Materials co-design of the single-atom catalytic centers and the supports can push the limits of the emerging wearable metal-air batteries. The metal single-atom catalysts are required to be bifunctional with high efficient electrocatalytic activities for both oxygen reduction and evolution reactions (ORR and OER), and preferably non-noble. The supports, on the other hand, in addition to the requirements of being free-standing, flexible and porous, are required to strongly interact with the metal species to prevent their aggregation. However, satisfying these requirements simultaneously is yet challenging. Here, a free-standing 3D nanoporous holey graphene with both N and single-atom Mo dopants is prepared. The nanoholes are created by chemical vapor deposition method on nanoporous NiMo alloy templates with their surface decorated with catalytically inert SiO2 nanoparticles. The edge-rich graphene induced by the nanoholes facilitates the doping of pyridinic N and single-atom Mo in the fringe near the edges. The resulting N and Mo co-doped nanoporous holey graphene exhibits high bifunctional ORR and OER catalytic activities in alkaline electrolytes.

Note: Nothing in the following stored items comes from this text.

PR #2151, opened 2019-07-29
Upgrade test suite to use selenium-webdriver v4

jeffposnick:
This PR updates our dependency on `selenium-assistant` to v6.0.0, which supports a version of the underlying `selenium-webdriver` project that will work with Safari.

It also changes our Travis CI config to use an OS X container instead of Linux, which will result in our Safari tests being run as part of our CI. (This unfortunately takes a long-ish time to complete.)

To work around some issues related to `chromedriver` (and `geckodriver`) versioning, it removes them from `package.json` and instead installs them fresh before every `gulp test-integration`.

(There's a somewhat mysterious increase in size in the `packages/workbox-window/build/workbox-window.dev.umd.js` bundle reported by the `PR-Bot Size Plugin`, and I'm not sure what's up with that? It might be because the various Babel-related dependencies that were locked to earlier versions in our old `package-lock.json` have been updated?)


.travis.yml
```diff
@@ -1,25 +1,29 @@
...
+os:
+  - osx
+
+# See https://docs.travis-ci.com/user/reference/osx/#macos-version
+# This implies macOS 10.14
+osx_image: xcode11
+
 cache:
   directories:
-    - "$HOME/.npm"
```
philipwalton: What's the story here?

jeffposnick: As per https://docs.travis-ci.com/user/caching/#npm-cache, it should happen automatically now.

jeffposnick:
(Here's the before-and-after of `workbox-window.dev.umd.js`: https://gist.github.com/jeffposnick/1168ba18561b94b82233d64f5d5521ac/revisions?diff=split. They're too big for the built-in `gist` diff viewer, so you need to download them.)

jeffposnick:
Based on eyeballing the diff locally, it looks like the bulk of the changes in the `workbox-window` `dev` UMD bundle is due to the inclusion of some JSDocs that were not included in the previous bundle, related to events; e.g.:

```
   /**
     * The `externalactivated` event is dispatched if the state of an
     * [external service worker]{@link https://developers.google.com/web/tools/workbox/modules/workbox-precaching#def-external-sw}
     * changes to `activated`.
     *
     * @event module:workbox-window.Workbox#externalactivated
     * @type {WorkboxEvent}
     * @property {ServiceWorker} sw The service worker instance.
     * @property {Event} originalEvent The original [`statechange`]{@link https://developer.mozilla.org/en-US/docs/Web/API/ServiceWorker/onstatechange}
     *     event.
     * @property {string} type `externalactivated`.
     * @property {Workbox} target The `Workbox` instance.
     */
```

Issue #2144, opened 2019-07-25
[lodash.template vulnerability] CVE-2019-10744 v4.3.1


hc-12:
Welcome! Please use this template for reporting bugs or requesting features. For questions about using Workbox, the best place to ask is Stack Overflow, tagged with `[workbox]`: https://stackoverflow.com/questions/ask?tags=workbox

The synergetic effects between N and Mo dopants are also revealed by density functional theory calculations. When incorporated in a solid-state zinc-air battery, the battery is bendable and can be continuously discharged/charged for 88 h with a high power density of 83 mW cm−2. This work provides an efficient route to design metal single atom/cluster doped 3D freestanding nanoporous graphene as flexible electrodes.